4. Adjudication method (e.g., 2+1, 3+1, none) for the test set:

• Not specified.

5. If a multi-reader multi-case (MRMC) comparative effectiveness study was done, If so, what was the effect size of how much human readers improve with AI vs without AI assistance:

• Not described. The focus is on the device's standalone performance compared to a predicate, not on a human-in-the-loop MRMC study.

6. If a standalone (i.e., algorithm only without human-in-the-loop performance) was done:

• Yes, implicitly. The "Performance testing demonstrated that the numerical results for the analysis workflows StentEnhancer and vFFR...were comparable" indicates an evaluation of the algorithm's output. This is consistent with a standalone performance assessment, as the comparison is about the output of the software itself.

7. The type of ground truth used (expert consensus, pathology, outcomes data, etc.):

• Not explicitly stated. Given the functionalities (quantifying stenosis, dimensions, pressure drop), the ground truth for these "numerical results" would likely involve comparison against a gold standard derived from established imaging methods, potentially quantitative measurements from calibrated imaging devices, or expert consensus measurements, but the document does not elaborate.

8. The sample size for the training set:

• Not specified. The document mentions "semi-automatic contour detection forms the basis for the analyses" for the vFFR workflow, which could imply a training process, but no details are given.

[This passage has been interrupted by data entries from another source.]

PR #592, opened 2020-05-12
Extract project_name method

### LINKED ISSUE #591: Extract out `Project.project_name` method
As suggested by @mkevinosullivan in https://github.com/Shopify/shopify-app-cli/pull/565#discussion_r422334899

andyw8:

Extracting out this method better conveys the intention of the code.

Closes #591

Moving the project name behaviour out of `Help` and into `Project`

There is no change to the observable behaviour.

### DIFF
--- a/lib/shopify-cli/project.rb
+++ b/lib/shopify-cli/project.rb
@@ -80,6 +80,10 @@ module ShopifyCli
         ctx.write('.shopify-cli.yml', YAML.dump(content))
       end
 
+      def project_name
+        File.basename(Dir.pwd)
+      end
+
       private
 
       def directory(dir)
--- a/test/shopify-cli/commands/help_test.rb
+++ b/test/shopify-cli/commands/help_test.rb
@@ -70,7 +70,7 @@ module ShopifyCli
       end
 
       def test_shows_current_project_path_and_type
-        Dir.stubs(:pwd).returns("/Users/john/my_app")
+        Project.stubs(:project_name).returns("my_app")
         Project.stubs(:current_project_type).returns('rails')
         ShopifyCli::Commands.register('Rails::Commands::Fake', 'fake_rails')
 
--- a/test/shopify-cli/project_test.rb
+++ b/test/shopify-cli/project_test.rb
@@ -40,5 +40,11 @@ module ShopifyCli
       ShopifyCli::Project.write(@context, :node, { 'other_option' => true })
       assert Project.current.config['other_option']
     end
+
+    def test_project_name_returns_last_entry_in_working_directory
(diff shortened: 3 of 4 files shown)


test/shopify-cli/commands/help_test.rb
```diff
@@ -70,7 +70,7 @@ def test_local_commands_not_available_outside_a_project
       end
 
       def test_shows_current_project_path_and_type
-        Dir.stubs(:pwd).returns("/Users/john/my_app")
+        Project.stubs(:project_name).returns("my_app")
```
attaboy, line 73: 😌

test/shopify-cli/project_test.rb
```diff
@@ -40,5 +40,11 @@ def test_write_includes_identifiers
       ShopifyCli::Project.write(@context, :node, { 'other_option' => true })
       assert Project.current.config['other_option']
     end
+
+    def test_project_name_returns_last_entry_in_working_directory
+      Dir.stubs(:pwd).returns("/Users/john/my_app")
```
attaboy, line 45: I've had experiences recently where stubs like this on the file system caused problems in other tests, but is it safe to assume that wouldn't be a concern here?

paulomarg: This also assumes that the Project method will use Dir.pwd, which can cause some surprises if the method is ever refactored.

I believe there is a plan (or an issue) for adding better protection against system calls in the tests, so this may not be a problem for long.

andyw8: Yeah, it's not ideal, but we're already doing it in several other places in this class.

A more stable approach could be wrap it in an adapter and stub that.

lib/shopify-cli/project.rb
```diff
@@ -80,6 +80,10 @@ def write(ctx, app_type, identifiers = {})
         ctx.write('.shopify-cli.yml', YAML.dump(content))
       end
 
+      def project_name
+        File.basename(Dir.pwd)
+      end
+
```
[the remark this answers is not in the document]
andyw8: Hmm, yeah I didn't consider that. But since that behaviour has already been merged, perhaps we can address it in followup?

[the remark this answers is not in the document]
mkevinosullivan: I'd be inclined to fix it since since the solution will require more changes to the `project.rb` file anyway.

andyw8:
Ok, I'll close this though and start a new a PR.

lib/shopify-cli/project.rb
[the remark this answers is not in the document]
andyw8: Ok, I'll close this though and start a new PR.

9. How the ground truth for the training set was established:

• Not specified.

In conclusion, the K232147 FDA clearance document for the CAAS Workstation confirms its regulatory pathway via substantial equivalence to a predicate device. While it mentions "Performance testing" and "comparable numerical results," it does not provide the detailed quantitative acceptance criteria, study methodology, or specific performance metrics that would typically be found in an in-depth clinical validation study for a novel AI/ML device. The information provided is sufficient for a 510(k) submission based on predicate equivalence but lacks the granularity for the specific technical and clinical performance questions asked.